South Sudan–Uganda
The modern-day international boundary between South Sudan and Uganda has its origins as a colonial administrative line separating Anglo–Egyptian Sudan from the Uganda Protectorate, both colonies then managed by the United Kingdom. Today, it runs from the tripoint with Kenya in the east for approximately 500 km to the tripoint with the Democratic Republic of the Congo in the west. It was initially delimited by a 1914 British Order describing the territory of the Uganda Protectorate. After independence, Uganda unilaterally established its own delimitation in its Constitution, first in 1967, and most recently in 1995.

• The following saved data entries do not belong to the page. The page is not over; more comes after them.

PR #2219, opened 2023-03-14
client/asset/dcr: spv block header confs is -1 for orphan

chappjc:
This fixes `(*spvWallet).GetBlockHeader` so that it correctly considers the main chain status of the block when computing confirmations and retrieving `NextHash`.

The new function matches the behavior of dcrd and dcrwallet's getblockheader handlers.

PR #2225, opened 2023-03-15
client/asset/btc: fix SPV reorg handling

norwnd:
This PR targeting BTC SPV wallet being able to spot reorgs, as per https://github.com/decred/dcrdex/pull/2219#pullrequestreview-1340616893 (functionally mirroring https://github.com/decred/dcrdex/pull/2219).

While it is possible to just fix the issue and move on I think some [code clean up is warranted here](https://github.com/decred/dcrdex/pull/2227).

### DIFF
--- a/client/asset/btc/btc.go
+++ b/client/asset/btc/btc.go
@@ -4349,7 +4349,7 @@ func (btc *intermediaryWallet) reportNewTip(ctx context.Context, newTip *block) 
 	// Redemption search would typically resume from prevTipHeight + 1 unless the
 	// previous tip was re-orged out of the mainchain, in which case redemption
 	// search will resume from the mainchain ancestor of the previous tip.
-	prevTipHeader, err := btc.tipRedeemer.getBlockHeader(&prevTip.hash)
+	prevTipHeader, isMainchain, err := btc.tipRedeemer.getBlockHeader(&prevTip.hash)
 	switch {
 	case err != nil:
 		// Redemption search cannot continue reliably without knowing if there
@@ -4358,7 +4358,7 @@ func (btc *intermediaryWallet) reportNewTip(ctx context.Context, newTip *block) 
 			prevTip.hash, err)
 		return
 
-	case prevTipHeader.Confirmations < 0:
+	case !isMainchain:
 		// The previous tip is no longer part of the mainchain. Crawl blocks
 		// backwards until finding a mainchain block. Start with the block
 		// that is the immediate ancestor to the previous tip.
@@ -4368,12 +4368,12 @@ func (btc *intermediaryWallet) reportNewTip(ctx context.Context, newTip *block) 
 			return
 		}
 		for {
-			aBlock, err := btc.tipRedeemer.getBlockHeader(ancestorBlockHash)
+			aBlock, isMainchain, err := btc.tipRedeemer.getBlockHeader(ancestorBlockHash)
 			if err != nil {
 				notifyFatalFindRedemptionError("getBlockHeader error for block %s: %w", ancestorBlockHash, err)
 				return
 			}
-			if aBlock.Confirmations > -1 {
+			if isMainchain {
 				// Found the mainchain ancestor of previous tip.
 				startPoint = &block{height: aBlock.Height, hash: *ancestorBlockHash}
 				btc.log.Debugf("reorg detected from height %d to %d", aBlock.Height, newTip.height)
--- a/client/asset/btc/spv_wrapper.go
+++ b/client/asset/btc/spv_wrapper.go
@@ -1726,7 +1726,7 @@ func (w *spvWallet) getWalletTransaction(txHash *chainhash.Hash) (*GetTransactio
 		TimeReceived: uint64(details.Received.Unix()),
 	}
 
-	if details.Block.Height > 0 {
+	if details.Block.Height >= 0 {
 		ret.BlockHash = details.Block.Hash.String()
 		ret.BlockTime = uint64(details.Block.Time.Unix())
 		// ret.BlockHeight = uint64(details.Block.Height)
--- a/client/asset/btc/spv_wrapper.go
+++ b/client/asset/btc/spv_wrapper.go
@@ -1055,8 +1055,10 @@ func (w *spvWallet) getBlockHeader(blockHash *chainhash.Hash) (header *blockHead
 	mainchain = w.blockIsMainchain(blockHash, blockHeight)
 	if mainchain {
 		confirmations = int64(confirms(blockHeight, tip.Height))
-	}
-	if tip.Height < blockHeight { // if tip is less, may be rolling back, so just mock dcrd/dcrwallet
+	} else if tip.Height < blockHeight {
+		// Gotta treat this block as mainchain, until mainchain tip catches up.
+		mainchain = true
+		// If tip is less, may be rolling back, so just mock dcrd/dcrwallet.
 		confirmations = 0
 	}
 
--- a/client/asset/btc/spv_wrapper.go
+++ b/client/asset/btc/spv_wrapper.go
@@ -1034,7 +1034,7 @@ func (w *spvWallet) walletUnlock(pw []byte) error {
 
 // getBlockHeader gets the *blockHeader for the specified block hash. It also
 // returns a bool value to indicate whether this block is a part of main chain.
-// For orphaned blocks header.Confirmations is negative (typically -1).
+// For orphaned blocks header.Confirmations is negative.
 func (w *spvWallet) getBlockHeader(blockHash *chainhash.Hash) (header *blockHeader, mainchain bool, err error) {
 	hdr, err := w.cl.GetBlockHeader(blockHash)
 	if err != nil {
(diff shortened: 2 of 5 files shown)


client/asset/btc/btc.go
```diff
@@ -3719,7 +3719,7 @@ func (btc *intermediaryWallet) FindRedemption(ctx context.Context, coinID, _ dex
 		return nil, nil, fmt.Errorf("queueFindRedemptionRequest error for redemption %s: %w", outPt, err)
 	}
 
-	go btc.tryRedemptionRequests(ctx, nil, []*findRedemptionReq{req})
+	btc.tryRedemptionRequests(ctx, nil, []*findRedemptionReq{req})
```
norwnd, line 3722: There seems to be no need to run this as a separate go-routine (and dcr wallet doesn't) because we are waiting on the result below anyway.

norwnd: One other thing of note here is that we set `startBlock` as `nil` here, which prompts us to find lowest height that we want to start with like this:
```
		iHeight = math.MaxInt32
		for _, req := range undiscovered {
			if req.blockHash != nil && req.blockHeight < iHeight {
				iHeight = req.blockHeight
				iHash = req.blockHash
			}
		}
```
and I'm not entirely sure that this way ^ we can't end up in a situation where `iHeight` will be == `0` which will force us to search through all blocks starting with 0th while we should have searched mempool only for this case instead, which is what DCR wallet does:
```
// Run initial search for redemption. If this contract is unmined,
// only scan mempool transactions as mempool contracts can only be
// spent by another mempool tx. If the contract is mined, scan all
// mined tx inputs starting from the block in which the contract is
// mined, up till the current best block. If the redemption is not
// found in that block range, proceed to check mempool.
if contractBlock == nil {
    dcr.findRedemptionsInMempool([]outPoint{contractOutpoint})
} else {
    dcr.tipMtx.RLock()
    bestBlock := dcr.currentTip
    dcr.tipMtx.RUnlock()
    dcr.findRedemptionsInBlockRange(contractBlock.height, bestBlock.height, []outPoint{contractOutpoint})
}
```
do we need to do something like this ^ for BTC also ?

norwnd:
Will also probably want to add more unit tests (similar to https://github.com/decred/dcrdex/pull/2219) here, but existing ones are at least passing.

chappjc:
Thanks.
- you may squash the fixup commit for blockheight
- the find redemption changes should have been a separate commit

norwnd:
> you may squash the fixup commit for blockheight

Yep, just squashed, originally decided to do a commit on top in case somebody was already reviewing the 1st commit.

chappjc:
Conditionally tagging this for 0.6, but again I would prefer the unrelated find redemption changes in a separate commit.  It needs discussion.

client/asset/btc/btc.go
norwnd: moved here: https://github.com/decred/dcrdex/pull/2227/files#r1138098479

norwnd:
> but again I would prefer the unrelated find redemption changes in a separate commit. It needs discussion.

Okay, turned out simple enough to do, moved redemptions search refactor [here](https://github.com/decred/dcrdex/pull/2227) with that last force-push.

client/asset/btc/spv_wrapper.go
```diff
@@ -1030,36 +1032,50 @@ func (w *spvWallet) walletUnlock(pw []byte) error {
...
-		Hash:          hdr.BlockHash().String(),
-		Confirmations: int64(confirms(blockHeight, tip.Height)),
-		Height:        int64(blockHeight),
-		Time:          hdr.Timestamp.Unix(),
-	}, nil
+		Hash:              hdr.BlockHash().String(),
+		Confirmations:     confirmations,
+		Height:            int64(blockHeight),
+		Time:              hdr.Timestamp.Unix(),
+		PreviousBlockHash: hdr.PrevBlock.String(),
```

There are several locations on the boundary that were originally described in vague terms, which have led to at least two areas of boundary disputes between South Sudan and Uganda. The first, near the South Sudanese town of Kajo Keji, is an area of contentious sovereignty with a de facto, ill-defined frontier following historic tribal boundaries. For the second, over a larger swath of territory near the South Sudanese town of Pajok, South Sudan and Uganda have explicit opposing claim lines. While there are occasional skirmishes directly related to the unresolved boundary questions, there are much broader problems of instability and conflict, especially in South Sudan due to its civil war. Lack of government control, problems with refugees, and general lawlessness in border regions have made demarcation and formalization of the international boundary between South Sudan and Uganda almost impossible.